Dataset entries:

PR #19, opened 2026-08-30
fix(scorers): match evidence spans through judge-side normalization

### LINKED ISSUE #16: Evidence spans are over-discarded when the judge normalizes whitespace or quotes

cyclomati:
Closes #16

`_verified_evidence_spans` required exact substring membership, so spans the judge lightly normalized — collapsed whitespace, straightened quotes — were discarded and inflated `discarded_evidence_spans`.

**Approach** (as proposed in the issue):

- `_normalized_chars` collapses whitespace runs to a single space and unifies curly/straight quote characters, returning the normalized text **plus an index map back to the original**.
- `_find_verbatim_span` keeps the exact-substring fast path; on miss it searches in normalized space and slices the match **from the original row text**, so stored evidence remains verbatim row text, never the judge's version.
- Discarding stays the failure direction: spans that don't match even after normalization are still dropped, and fabricated spans are unaffected.

**Tests:** two new cases — a context span with a collapsed newline+indentation run, and straight-vs-curly quotes — both asserting the *stored* span is the original row text and `discarded_evidence_spans == 0`. Existing tests unchanged and passing (5/5).

### DIFF
--- a/rai_toolkit/scorers/llm_judges.py
+++ b/rai_toolkit/scorers/llm_judges.py
@@ -270,6 +270,61 @@ class FactualityJudge(LLMJudgeScorer):
         return super().score(output=output, input=input, context=context, **kwargs)
 
 
+_QUOTE_EQUIVALENTS = {
+    "‘": "'",
+    "’": "'",
+    "“": '"',
+    "”": '"',
+}
+
+
+def _normalized_chars(text: str) -> tuple[str, list[int]]:
+    """Normalize for matching: collapse whitespace runs, unify quote characters.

ABOUT THIS TASK ▸ Where does the word "stored" occur in the records? Return every line that holds it.

ANSWER BOX ▸
- `_find_verbatim_span` keeps the exact-substring fast path; on miss it searches in normalized space and slices the match **from the original row text**, so stored evidence remains verbatim row text, never the judge's version.
**Tests:** two new cases — a context span with a collapsed newline+indentation run, and straight-vs-curly quotes — both asserting the *stored* span is the original row text and `discarded_evidence_spans == 0`. Existing tests unchanged and passing (5/5).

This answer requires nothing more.